## Work to complete
What you need to produce from the material below is an exact transcription of the lines from the one with "kraj: why is this needed? Can you try adding" through the one with "if that helps?", both included, and no other line.
= = = = =
PR #1045, opened 2026-04-08
Revert "Selinux policy for adb service"

GargiQcom:
As per our discussion with refpolicy maintainer: https://github.com/SELinuxProject/refpolicy/issues/1100, initrc_t is also unconfined and there is no requirement from moving to unconfined_t.
Apart from that, on adding rules to adb shell we are seeing mount failure due to role transition, allowing which causes security concern.
Hence, we need to revert changes.


GargiQcom:
Hi @kraj 
A gentle reminder to review.

kraj:
> Hi @kraj A gentle reminder to review.

its staged in master-next

kraj:
merged with dd96b8a81e on master.

PR #1048, opened 2026-04-14
CoreMark: Add CoreMark to benchmark CPU performance

Ashwin-Prabhakar:
Add support for CoreMark benchmark in recipes-benchmark. This package can be used to benchmark CPU performance in SOC's Application processor core.


meta-oe/recipes-benchmark/coremark/coremark_git.bb
```diff
@@ -0,0 +1,23 @@
...
+do_compile() {
+    oe_runmake compile
+}
+
+do_install() {
+    install -d ${D}${bindir}
+    install -m 0755 ${S}/coremark.exe ${D}${bindir}/coremark
+}
+
+INSANE_SKIP:${PN} += "ldflags"
```
kraj: why is this needed? Can you try adding

`TARGET_CC_ARCH += "${LDFLAGS}"` and see if that helps?

OldManYellsAtCloud: Instead of skipping this QA check, you could try adding `LFLAGS_END="${LDFLAGS}"` or `XCFLAGS="${LDFLAGS}"` at the end of `oe_runmake` command - I think one of these should do the trick

meta-oe/recipes-benchmark/coremark/coremark_git.bb
```diff
@@ -0,0 +1,23 @@
+SUMMARY = "EEMBC CoreMark CPU benchmark"
+DESCRIPTION = "CoreMark is a CPU benchmark program"
+HOMEPAGE = "https://www.eembc.org/coremark/"
+LICENSE = "Apache-2.0"
```
OldManYellsAtCloud: Is it up to the user to choose Apache-2.0 to cover the whole codebase? The license seems to have some custom additions on top of Apache, though I didn't look very deep to see the actual impact of it, if it can be ignored. If users can choose Apache only, and the custom part can be ignored, maybe it would be useful to mention it in the commit message. (Otherwise it might be necessary to import the custom license text in the layer... which is simple, but still an extra step)

OldManYellsAtCloud (changes requested):

meta-oe/recipes-benchmark/coremark/coremark_git.bb
OldManYellsAtCloud: Ahhh, now I see that I was too slow with this comment.

Ashwin-Prabhakar: @kraj Thanks and this did the trick

Ashwin-Prabhakar: @OldManYellsAtCloud, Thanks for the inputs. Integrating @kraj suggestion fixed the QA failures.

meta-oe/recipes-benchmark/coremark/coremark_git.bb
Ashwin-Prabhakar: @OldManYellsAtCloud  from what I understood the software can be used as is under apache2.0 or can be used under a closed license by enabling the commercial flag. But I am not sure myself and I was interested to use this under the Apache-2.0 license.

kraj: I think to be more accurate it could be 

`LICENSE = "Apache-2.0 & LicenseRef-EEMBC-AUA"`

Where AUA is the EEMBC Acceptable Use Agreement and be aware of the AUA restrictions.

Ashwin-Prabhakar: Thanks @kraj , I have update the License as per advise. Do you also want me to create a custom License in the /licenses directory and copy the license terms there ?

kraj:
applied with 6b29351885 to master

PR #1051, opened 2026-04-29
cloudflared: add initial recipe for 2026.3.0 version

embetrix:
Add initial recipe for Cloudflare Tunnel client (cloudflared). The upstream source vendors all Go dependencies so no go-mods.inc is needed.
Includes systemd service with token-based authentication via /etc/default/cloudflared.


embetrix:
sent to mailing list so close it here.

PR #1053, opened 2026-05-27
libuio: fix FILE descriptor leak

Qliangw:
The function uio_line_from_file() fails to close the FILE pointer when fgets() returns NULL, causing a file descriptor leak.

This can be triggered when reading from /sys files that return empty content, leading to resource exhaustion over time.

Fix this by using goto-based error handling to ensure fclose() is called on all exit paths.

### DIFF
--- a/meta-oe/recipes-extended/libuio/libuio/fix-fclose-leak-in-uio_line_from_file.patch
+++ b/meta-oe/recipes-extended/libuio/libuio/fix-fclose-leak-in-uio_line_from_file.patch
@@ -1,0 +1,31 @@
+From: Jason Smith <qili00001@gmail.com>
+Subject: [PATCH] Fix FILE descriptor leak in uio_line_from_file()
+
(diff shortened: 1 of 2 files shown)


kraj (changes requested):
Please submit this patches upstream to libuio for review and comment and add Upstream-Status: tag to the patch header.

Secondly, apply the patch directly in bb file no need to do it via a bbappend.

Qliangw:
> Please submit this patches upstream to libuio for review and comment and add Upstream-Status: tag to the patch header.
> 
> Secondly, apply the patch directly in bb file no need to do it via a bbappend.


Done.

1. The patch has been submitted upstream to [libuio Merge Request #2](https://sourceforge.net/p/libuio/code/merge-requests/2/) for review and comments
2. The `Upstream-Status` tag has been added to the patch header
3. The patch is now applied directly in the `.bb` file, and the `.bbappend` has been removed

kraj:
applied with cd75edf25d to `master`

PR #1054, opened 2026-06-02
osbench: Add osbench recipe for OS benchmarking tools

Ashwin-Prabhakar:
Add a new recipe for osbench, a collection of micro-benchmarks to measure operating system primitives such as process creation, thread creation, file operations, and memory allocation.


kraj:
applied with 49dac62f88 to master

PR #220, opened 2020-08-26
Backport fix name conflict and release

thiolliere:
This is the fix for name conflicts for 1.3.4
(currently 1.3.5-release is same as 1.3.4-release, once this PR is merge I'll tag a new version for codec and codec-derive and publish both)

additional note: when we do:
```rust
match foo {
Foo::Variant { foo } => ...
}
```
the match conflicts if foo is defined as a const in scope
but when we do:
```rust
match foo {
Foo::Variant { ref foo } => ...
}
```
the conflicts result in rust error.

see https://play.rust-lang.org/?version=stable&mode=debug&edition=2018&gist=be416a1e0828637dfb31f18e9161af33

Currently in our code all the match is done with ref so we are fine, though maybe we should prefer doing like `foo: $unique_name` instead ?

### DIFF
--- a/Cargo.toml
+++ b/Cargo.toml
@@ -1,7 +1,7 @@
 [package]
 name = "parity-scale-codec"
 description = "SCALE - Simple Concatenating Aggregated Little Endians"
-version = "1.3.4"
+version = "1.3.5"
 authors = ["Parity Technologies <admin@parity.io>"]
 license = "Apache-2.0"
 repository = "https://github.com/paritytech/parity-scale-codec"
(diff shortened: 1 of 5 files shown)


thiolliere:
maybe we can also backport:
https://github.com/paritytech/parity-scale-codec/pull/199
https://github.com/paritytech/parity-scale-codec/pull/209
https://github.com/paritytech/parity-scale-codec/pull/211
https://github.com/paritytech/parity-scale-codec/pull/212
https://github.com/paritytech/parity-scale-codec/pull/215

I can do a backport PR for each

PR #222, opened 2020-08-26
Fix name conflict in derive macros

thiolliere:
This is the fix for name conflicts for master (no difference with the backport fix)

additional note: when we do:
```rust
match foo {
Foo::Variant { foo } => ...
}
```
the match conflicts if foo is defined as a const in scope
but when we do:
```rust
match foo {
Foo::Variant { ref foo } => ...
}
```
the conflicts result in rust error.

see https://play.rust-lang.org/?version=stable&mode=debug&edition=2018&gist=be416a1e0828637dfb31f18e9161af33

Currently in our code all the match is done with ref so we are fine, though maybe we should prefer doing like `foo: $unique_name` instead ?

### DIFF
--- a/derive/src/lib.rs
+++ b/derive/src/lib.rs
@@ -195,13 +195,13 @@ pub fn decode_derive(input: proc_macro::TokenStream) -> proc_macro::TokenStream 
 	let name = &input.ident;
 	let (impl_generics, ty_generics, where_clause) = input.generics.split_for_impl();
 
-	let input_ = quote!(input);
+	let input_ = quote!(__codec_input_edqy);
 	let decoding = decode::quote(&input.data, name, &input_);
 
 	let impl_block = quote! {
 		impl #impl_generics _parity_scale_codec::Decode for #name #ty_generics #where_clause {
-			fn decode<DecIn: _parity_scale_codec::Input>(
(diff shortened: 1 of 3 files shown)


derive/src/lib.rs
```diff
@@ -195,13 +195,13 @@ pub fn decode_derive(input: proc_macro::TokenStream) -> proc_macro::TokenStream
...
 
-	let input_ = quote!(input);
+	let input_ = quote!(__codec_input_edqy);
 	let decoding = decode::quote(&input.data, name, &input_);
 
 	let impl_block = quote! {
 		impl #impl_generics _parity_scale_codec::Decode for #name #ty_generics #where_clause {
-			fn decode<DecIn: _parity_scale_codec::Input>(
-				#input_: &mut DecIn
+			fn decode<__CodecInputEdqy: _parity_scale_codec::Input>(
```
bkchr, line 203: Just one question, why always "edqy"? :D

bkchr (approved):

derive/src/lib.rs
thiolliere: I just generated 4 random characters, but thinking of it again it is overkill :-)

PR #223, opened 2020-09-24
Export `WrapperTypeDecode` from lib.rs

vmarkushin:


thiolliere (approved):

thiolliere:
Do you need a new release with this?

PERSONAL_NOTE: it would be useful to backport this PR to 1.* as well.

vmarkushin:
@thiolliere it's not necessary at the moment I made a similar implementation via `Decode`.

PR #226, opened 2020-10-08
Always implement Display for Error

stephaneyfx:
This makes it easier to write code that uses `Error` with or without `std` (e.g. it avoids having to write conditionally compiled code and allows using `Error` in places that require `Display`).

Thank you.


bkchr (approved):

stephaneyfx:
Thank you!

PR #231, opened 2020-12-21
Fix Vec::decode as reported by Brian and endianness

thiolliere:
*    fix alignment in `bitvec` decoding
*    fix endianness in codec and `bitvec`
*    fix miri reported error on `read_vec_u8` (renamed to `read_vec_from_u8s`) optimized decoding of some vec. Due of transmutation of `Vec<u8>` to `Vec<T>`.

This PR is meant to be backported.

Then a follow up PR will contains bump of bitvec and byte_slice_cast and some minor refactor.

### DIFF
--- a/.gitlab-ci.yml
+++ b/.gitlab-ci.yml
@@ -54,6 +54,13 @@ test-rust-stable:
     - time cargo test --verbose --all --features bit-vec,generic-array,derive
     - sccache -s
 
+test-rust-miri:
+  stage:                           test
+  <<:                              *docker-env
+  script:
+    - time cargo +nightly miri test --features bit-vec,generic-array,arbitrary --release
+    - sccache -s
+
 test-rust-stable-no_derive:
   stage:                           test
   <<:                              *docker-env
--- a/.gitlab-ci.yml
+++ b/.gitlab-ci.yml
@@ -54,13 +54,6 @@ test-rust-stable:
     - time cargo test --verbose --all --features bit-vec,generic-array,derive
     - sccache -s
 
-test-rust-miri:
-  stage:                           test
-  <<:                              *docker-env
-  script:
-    - time cargo +nightly miri test --features bit-vec,generic-array,arbitrary --release
-    - sccache -s
-
 test-rust-stable-no_derive:
   stage:                           test
   <<:                              *docker-env
--- a/src/bit_vec.rs
+++ b/src/bit_vec.rs
@@ -30,8 +30,6 @@ impl From<FromByteSliceError> for Error {
 				"failed to cast from byte slice: alignment mismatch".into(),
 			FromByteSliceError::LengthMismatch {..} =>
 				"failed to cast from byte slice: length mismatch".into(),
-			FromByteSliceError::CapacityMismatch {..} =>
-				"failed to cast from byte slice: capacity mismatch".into(),
 		}
 	}
 }
--- a/src/bit_vec.rs
+++ b/src/bit_vec.rs
@@ -19,7 +19,7 @@ use core::mem;
 use bitvec::{vec::BitVec, store::BitStore, order::BitOrder, slice::BitSlice, boxed::BitBox};
 use byte_slice_cast::{AsByteSlice, ToByteSlice, FromByteSlice, Error as FromByteSliceError};
 
-use crate::codec::{Encode, Decode, Input, Output, Error, read_vec_u8};
+use crate::codec::{Encode, Decode, Input, Output, Error, read_vec_from_u8s};
 use crate::compact::Compact;
 use crate::EncodeLike;
 
@@ -62,7 +62,7 @@ impl<O: BitOrder, T: BitStore + FromByteSlice> Decode for BitVec<O, T> {
 			let bits = bits as usize;
 			let required_bytes = required_bytes::<T>(bits);
 
-			let vec = read_vec_u8(input, required_bytes)?;
+			let vec = read_vec_from_u8s(input, required_bytes)?;
 
 			let mut result = Self::from_slice(T::from_byte_slice(&vec)?);
 			assert!(bits <= result.len());
--- a/src/bit_vec.rs
+++ b/src/bit_vec.rs
@@ -101,7 +101,7 @@ impl<O: BitOrder, T: BitStore + FromByteSlice> Decode for BitVec<O, T> {
 			unsafe {
 				let aligned_u8_ptr = aligned_vec.as_mut_ptr() as *mut u8;
 				for (i, v) in vec_u8.iter().enumerate() {
-					*aligned_u8_ptr.offset(i as isize) = *v;
+					*aligned_u8_ptr.add(i) = *v;
 				}
 			}
 
--- a/src/bit_vec.rs
+++ b/src/bit_vec.rs
@@ -30,6 +30,8 @@ impl From<FromByteSliceError> for Error {
 				"failed to cast from byte slice: alignment mismatch".into(),
 			FromByteSliceError::LengthMismatch {..} =>
 				"failed to cast from byte slice: length mismatch".into(),
+			FromByteSliceError::CapacityMismatch {..} =>
+				"failed to cast from byte slice: capacity mismatch".into(),
 		}
 	}
 }
--- a/src/bit_vec.rs
+++ b/src/bit_vec.rs
@@ -84,9 +84,9 @@ impl<O: BitOrder, T: BitStore + ToByteSlice> EncodeLike for BitVec<O, T> {}
 
 /// # WARNING
 ///
-/// In bitvec v0.17.4 the only implementation of BitStore are u8, u16, u32, u64, usize.
-/// This implementation actually only support u8, u16, u32 and u64, encoding of with BitStore being
-/// usize is inconsistent between platforms.
+/// In bitvec v0.17.4 the only implementations of BitStore are u8, u16, u32, u64, and usize.
+/// This implementation actually only support u8, u16, u32 and u64, as encoding of usize
+/// is inconsistent between platforms.
 impl<O: BitOrder, T: BitStore + FromByteSlice> Decode for BitVec<O, T> {
 	fn decode<I: Input>(input: &mut I) -> Result<Self, Error> {
 		<Compact<u32>>::decode(input).and_then(move |Compact(bits)| {
--- a/src/bit_vec.rs
+++ b/src/bit_vec.rs
@@ -46,7 +46,7 @@ impl<O: BitOrder, T: BitStore + ToByteSlice> Encode for BitSlice<O, T> {
 /// Reverse bytes of element for element of size `size_of_t`.
 ///
 /// E.g. if size is 2 `[1, 2, 3, 4]` is changed to `[2, 1, 4, 3]`.
-fn reverse_endian(vec_u8: &mut Vec<u8>, size_of_t: usize) {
= = = = =
## Written solution
kraj: why is this needed? Can you try adding

`TARGET_CC_ARCH += "${LDFLAGS}"` and see if that helps?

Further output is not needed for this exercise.